Energiezukunft Uster

Die Grünen haben die Volksinitiative „Umweltschutz konkret“ lanciert. Wir wollen, dass Uster bis ins Jahr 2050 eine 2000W-Stadt wird. Im Bild: Solare Wasservorwärmung (hinten) und 3-kW-Photovoltaikanlage auf dem
Dach meines Wohnhaus in Uster.

Der Beitrag Usters zum Klimaschutz ist bescheiden. Uster ist zwar Energiestadt und wird in den nächsten Jahren möglicherweise Energiestadt Gold. Doch angesichts der dramatischen Situation reicht dies nicht mehr. Deshalb haben die Grünen die Volksinitiative „Umweltschutz konkret“ lanciert. Darin wird gefordert, dass Uster bis ins Jahr 2050 eine 2000W-Gesellschaft sein soll.

Besonders ärgerlich ist die Energiepolitik der Energie Uster AG. Es zeigt sich, dass die Privatisierung der Städtischen Werke ein Fehler war. Die Energie Uster AG ist der demokratischen Kontrolle vollständig entzogen. Das ist bei einem Betrieb, der die lebensnotwendige Grundversorgung sicherstellen muss inakzeptabel.

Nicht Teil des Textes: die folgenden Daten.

PR #608, opened 2021-04-23
fix(docker): add git to docker image

### LINKED ISSUE #607: Git removed from Docker image which breaks remote modules
In the PR #585 Git was removed from the list of installed packages but it is required by Terraform to pull remote modules

```
    Error: Failed to download module
    Could not download module "private" (main.tf:1) source code from
    "git@github.com:private/repo": error
    downloading
    'ssh://git@github.com/private/repo': git
    must be available and on the PATH
```
I think maybe removing git was unintentional without realizing Terraform depended on it

keslerm:
This fixes #607 to allow terraform to pull remote git modules

### DIFF
--- a/Dockerfile
+++ b/Dockerfile
@@ -45,7 +45,7 @@ RUN chmod +x /app/build/infracost
 # Application
 FROM alpine:3.13 as app
 # Tools needed for running diffs in CI integrations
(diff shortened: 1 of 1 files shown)


aliscott:
Thanks @keslerm!

Issue #509, opened 2021-03-10
infracost diff html format


sushant-pradhan:
Hello team, I was wondering if we can enable html format for diff command. The console output looks good but if I have to send the diff output over email, the console output doesn't really go well. It will be better if we have a html equivalent like we have for breakdown command

infracost v0.8.1

alikhajeh1:
@sushant-pradhan hah, funny you mention that as I posted [a comment](https://github.com/infracost/infracost/issues/394#issuecomment-795914531) a few hours ago asking for exactly this sort of feedback.

alikhajeh1:
@sushant-pradhan who would you email the HTML reports to? fellow team mates? other teams? managers? clients? This context helps us as we think about how the output of Infracost can be shared with others

sushant-pradhan:
@alikhajeh1 we plan to send to the team mates who can review the delta and approve the plan. It something similar to the PR comments we add from GH actions.

alikhajeh1:
@sushant-pradhan we're working on a dashboard so team members can view run details, plz email me at ali.hosseini@infracost.io if this is something that might interest your team!

alikhajeh1:
@sushant-pradhan as part of our [Terraform Cloud integration](https://www.infracost.io/docs/iac_tools/terraform_cloud_enterprise#terraform-cloud-run-tasks), we've developed a way to generate sharable, pre-authenticated, HTML reports (with both the breakdown and the diff format) that could be passed around teams. I've emailed you an example as we're thinking of developing that further so going to close this issue for now.

PR #611, opened 2021-04-23
feat: add jenkins support

sinabakh:
The `jenkins_diff.sh` does relatively the same task as the other diff scripts, here is a list of changes:
* `path` variable is changed to `iac_path`
* Remove support for deprecated flags
* Remove `post_condition`
* Add `fail_condition` with the `percentage_threshold` field to fail the pipeline if the change is over the threshold
* Add a function to wrap the diff output in a simple HTML page
* Add few utility functions to make the script work with Jenkins
* Diff-output is always printed in the output
* Save the diff output HTML in a file for further use

Here's a sample `Jenkinsfile` config:
```Jenkinsfile
pipeline {
    agent any
    stages {
        stage('infracost-breakdown') {
            agent {
                docker {
                  image 'infracost-local'
                  args '--user=root --entrypoint='
                }
            }
            environment {
              INFRACOST_API_KEY = credentials('jenkins-infracost-api-key')
              IAC_PATH = 'terraform'
              FAIL_CONDITION = '{"percentage_threshold": 10}'
            }

            steps {
                sh '/scripts/ci/jenkins_diff.sh'

                publishHTML (target: [
                    	allowMissing: false,
      		    	alwaysLinkToLastBuild: false,
      			keepAll: true,
      			reportDir: './',
      			reportFiles: 'infracost_diff_output.html',
      			reportName: "Infracost Diff Output"
    		])

            }
        }
    }
}
```

Here's the pipeline's "Output consone":
Screen Shot 2021-04-23 at 9 46 53 PM

And the output get's its own sub-menu:
Screen Shot 2021-04-22 at 1 19 09 AM

Screen Shot 2021-04-23 at 9 49 46 PM

### DIFF
--- a/scripts/ci/jenkins_diff.sh
+++ b/scripts/ci/jenkins_diff.sh
@@ -1,0 +1,184 @@
+#!/bin/sh -le
+
+# This is an Jenkins-specific script that runs infracost on the current branch.
+# Usage docs: https://www.infracost.io/docs/integrations/
+
+fix_env_vars () {
+    # Jenkins has problems with envs case sensivity
+    iac_path=${iac_path:-$IAC_PATH}
+    terraform_plan_flags=${terraform_plan_flags:-$TERRAFORM_PLAN_FLAGS}
+    terraform_workspace=${terraform_workspace:-$TERRAFORM_WORKSPACE}
+    usage_file=${usage_file:-$USAGE_FILE}
+    config_file=${config_file:-$CONFIG_FILE}
+    fail_condition=${fail_condition:-$FAIL_CONDITION}
+}
+
+process_args () {
+  # Set variables based on the order for GitHub Actions, or the env value for other CIs
+  iac_path=${1:-$iac_path}
+  terraform_plan_flags=${2:-$terraform_plan_flags}
+  terraform_workspace=${3:-$terraform_workspace}
+  usage_file=${4:-$usage_file}
+  config_file=${5:-$config_file}
+  fail_condition=${7:-$fail_condition}
+
+  # Validate fail_condition
+  if ! echo "$fail_condition" | jq empty; then
+    echo "Error: fail_condition contains invalid JSON"
+  fi
+
+  # Set defaults
+  if [ ! -z "$fail_condition" ] && [ "$(echo "$fail_condition" | jq '.percentage_threshold')" != "null" ]; then
+    fail_percentage_threshold=$(echo "$fail_condition" | jq -r '.percentage_threshold')
+  fi
+  fail_percentage_threshold=${fail_percentage_threshold:--1}
+  INFRACOST_BINARY=${INFRACOST_BINARY:-infracost}
+
+  # Export as it's used by infracost, not this script
+  export INFRACOST_LOG_LEVEL=${INFRACOST_LOG_LEVEL:-info}
+  export INFRACOST_CI_DIFF=true
+
+  if [ ! -z "$GIT_SSH_KEY" ]; then
+    echo "Setting up private Git SSH key so terraform can access your private modules."
+    mkdir -p .ssh
+    echo "${GIT_SSH_KEY}" > .ssh/git_ssh_key
+    chmod 600 .ssh/git_ssh_key
+    export GIT_SSH_COMMAND="ssh -i $(pwd)/.ssh/git_ssh_key -o 'StrictHostKeyChecking=no'"
+  fi
+
+}
+
+build_breakdown_cmd () {
+  breakdown_cmd="${INFRACOST_BINARY} breakdown --no-color --format json"
+
+  if [ ! -z "$iac_path" ]; then
+    breakdown_cmd="$breakdown_cmd --path $iac_path"
+  fi
+  if [ ! -z "$terraform_plan_flags" ]; then
+    breakdown_cmd="$breakdown_cmd --terraform-plan-flags \"$terraform_plan_flags\""
+  fi
+  if [ ! -z "$usage_file" ]; then
+    breakdown_cmd="$breakdown_cmd --usage-file $usage_file"
+  fi
+  if [ ! -z "$config_file" ]; then
+    breakdown_cmd="$breakdown_cmd --config-file $config_file"
+  fi
+  echo "$breakdown_cmd"
+}
+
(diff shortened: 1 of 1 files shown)


sinabakh:
It would be great if you could take a quick look at it for suggestions or changes before I write the actual documentation.
@alikhajeh1 @aliscott

alikhajeh1:
Thanks @sinabakh! Will review this today :)

alikhajeh1:
This is great! To keep the style of fail_condition similar to post_condition, should we also have this option:
`'{"never": true}': never fail the Jenkins build. This is the default behavior.`

See [this comment](https://github.com/infracost/infracost-gh-action/issues/22#issuecomment-797536663) and the following 2 comments about the pros/cons of why we picked that style.

sinabakh:
Thanks for the review @alikhajeh1. Regarding the suggestion, I think it can't be applied to such a config. I mean, posting a comment all the time makes sense but failing a build is not something that somebody wants unless a specific condition is met. So adding the `never` is somehow a duplication.

Let me know if I'm missing a point or it would helo maintain the same standard.

alikhajeh1:
Good point! What would be the behavior if `fail_condition`:
1. is not defined? I guess we'd never fail the build so there's no point in having an explicit `never` option.
2. is set to `'{"percentage_threshold": 0}'`, we'd fail the build if any cost diff is present, so it enables a safety net to be present if the cost spikes a lot or drops a lot (e.g. someone deletes something).

sinabakh:
That's exactly how you described it.

scripts/ci/jenkins_diff.sh
```diff
@@ -0,0 +1,184 @@
...
+}
+
+process_args () {
+  # Set variables based on the order for GitHub Actions, or the env value for other CIs
+  iac_path=${1:-$iac_path}
+  terraform_plan_flags=${2:-$terraform_plan_flags}
+  terraform_workspace=${3:-$terraform_workspace}
+  usage_file=${4:-$usage_file}
+  config_file=${5:-$config_file}
+  fail_condition=${7:-$fail_condition}
```
alikhajeh1, line 23: I think this can be deleted since env vars are used to run the script (not params passed into the script like GH Action).

scripts/ci/jenkins_diff.sh
```diff
@@ -0,0 +1,184 @@
...
+  # Validate fail_condition
+  if ! echo "$fail_condition" | jq empty; then
+    echo "Error: fail_condition contains invalid JSON"
+  fi
+
+  # Set defaults
+  if [ ! -z "$fail_condition" ] && [ "$(echo "$fail_condition" | jq '.percentage_threshold')" != "null" ]; then
+    fail_percentage_threshold=$(echo "$fail_condition" | jq -r '.percentage_threshold')
+  fi
+  fail_percentage_threshold=${fail_percentage_threshold:--1}
```
alikhajeh1, line 34: hmm I wasn't expecting this to default to -1 since for [other CI integrations](https://github.com/infracost/infracost-atlantis/#post_condition) this is the absolute percentage threshold:
"For example, set to 1 to post a comment if the cost estimate changes by more than plus or minus 1%."

Could we do something similar here? I'm actually not sure how useful the drops in cost posting a comment or failing the build are but I lean towards keeping thins consistent until we have more feedback 🤷‍♂️

scripts/ci/jenkins_diff.sh
```diff
@@ -0,0 +1,184 @@
...
+    breakdown_cmd="$breakdown_cmd --usage-file $usage_file"
+  fi
+  if [ ! -z "$config_file" ]; then
+    breakdown_cmd="$breakdown_cmd --config-file $config_file"
+  fi
+  echo "$breakdown_cmd"
+}
+
+build_output_cmd () {
+  breakdown_path=$1
```
alikhajeh1, line 70: @aliscott I saw this line in diff.sh and atlantis_diff.sh too, is it redundant since it's not used in this function or am I missing something?

scripts/ci/jenkins_diff.sh
```diff
@@ -0,0 +1,184 @@
...
+  msg="${msg}Previous monthly cost: $(format_cost $past_total_monthly_cost)\n"
+  msg="${msg}New monthly cost: $(format_cost $total_monthly_cost)\n"
+  msg="${msg}\n"
+  msg="${msg}Infracost output:\n"
+  msg="${msg}\n"
+  msg="${msg}$(echo "    ${diff_output//$'\n'/\\n    }" | sed "s/%/%%/g")\n"
+  printf "$msg"
+}
+
+build_msg_html () {
```
alikhajeh1, line 114: Maybe add a comment so we remember to switch this once https://github.com/infracost/infracost/issues/509 is released

alikhajeh1 (commented):
@sinabakh thanks for chipping away at this! it's in good shape, just a few minor comments

scripts/ci/jenkins_diff.sh
sinabakh: Oh I see, I actually had a different intention. Since setting the default value to 0 will collide with "Fail if there was any change in diff (setting the threshold to 0)", I set its default value as -1. Do you have any suggestions to enhance it?

alikhajeh1: So we'd want to handle 2 cases:
1. never fail the build. Default behavior. Maybe we can do that by checking if `fail_percentage_threshold` is **not present**?
2. fail the build if the costs increase **or** decrease by X%, can be done using the fail_percentage_threshold

sinabakh: Makes sense, done.

scripts/ci/jenkins_diff.sh
sinabakh: Sure.

scripts/ci/jenkins_diff.sh
sinabakh: Removed it from this script but left the Atlantis for another pr.

scripts/ci/jenkins_diff.sh
sinabakh: Added a todo comment

sinabakh:
@alikhajeh1 All done.

PR #619, opened 2021-04-29
Test/add golden file tests

tim775:


aliscott:
Had a play with this and think it is a great improvement over our current integration tests! I think this makes writing the tests a lot easier, and means we can validate against actual prices listed by the cloud vendors.

I'm a +1 for removing the current integration tests and using these going forward. @alikhajeh1 I would recommend having a play with this as well to see what you think.

Some things that need done before we switch:
1. The PR needs rebased
2. Existing integration tests should be removed.
3. The contributing docs should be changed to add an example of how to add/update these.
4. Should we add a make target for updating the golden tests / maybe even for updating a single one?

alikhajeh1:
Nice work! I also like the ability to quickly see the output from old resources as that helps when adding new resources that have similarities.

If I understand it correctly (plz correct me if I'm wrong):
1. we'd still get failing tests if the production dataset shows a different price vs the golden files. This seems ok as we can verify/update the golden file when prices are reduced.
2. we can still run tests with `INFRACOST_LOG_LEVEL=warn` to catch these issues: "Multiple products found", "No products found for" or "No prices found for".
3. we usually have tests for when a usage-file is not present, to ensure that we're showing the "cost depends on usage" message and not a 0-cost line-item. Should we:
   a) ensure that our TF test files have a resource with no usage data so we can test the output?
   b) or could we automate that by always running the same TF test file twice, once with and once without usage-data, but then we'd have to provide to golden files to check?
   c) or leave things as they are in this PR and take extra care to review for that case in code reviews?

aliscott:
>  1. we'd still get failing tests if the production dataset shows a different price vs the golden files. This seems ok as we can verify/update the golden file when prices are reduced.

I think this is nicer than what we had before, since we get a heads up when prices change. I also don't anticipate them changing regularly.

tim775:
> we'd still get failing tests if the production dataset shows a different price vs the golden files. This seems ok as we can verify/update the golden file when prices are reduced.

Correct.  This could get pretty annoying if prices are changing frequently, but I'm guessing if that happens it will be limited to particular resources and we can revert to the old style tests or figure out something else clever.

> we can still run tests with INFRACOST_LOG_LEVEL=warn to catch these issues: "Multiple products found", "No products found for" or "No prices found for".

Correct.

> we usually have tests for when a usage-file is not present, to ensure that we're showing the "cost depends on usage" message and not a 0-cost line-item. Should we:
a) ensure that our TF test files have a resource with no usage data so we can test the output?
b) or could we automate that by always running the same TF test file twice, once with and once without usage-data, but then we'd have to provide to golden files to check?
c) or leave things as they are in this PR and take extra care to review for that case in code reviews?

My vote would be for c (which I believe is the same for current tests) and make it clear in the contributing docs.  If a lot of PRs are sent back to for missing a non-usage test then maybe think about a or b.

tim775:
@aliscott I made the changes you requested.  Only a couple dozen resources are using the new tests, but I suggest we merge this PR now and create a separate issue for converting the rest of the resources.

aliscott (approved):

Erst auf Druck der Grünen, hat die Energie Uster einen Ökofonds eingerichtet und den Anteil des Atomstroms im Stromangebot von 80% auf 50% gesenkt.

Bei der Solarenergie tut sich die Energie Uster besonders schwer. Private Solarstromproduzenten in Uster werden abgewimmelt, sie müssen sich einen anderen Abnehmer suchen. Als Konsumenten bezahlen wir in Uster mehr als 10% mehr für die Kilowattstunde Solarstrom als in der Stadt Zürich.

Dies sind falsche Signale. Die intelligente, dezentrale Stromproduktion ist den risikoreichen, grosstechnischen Lösungen vorzuziehen.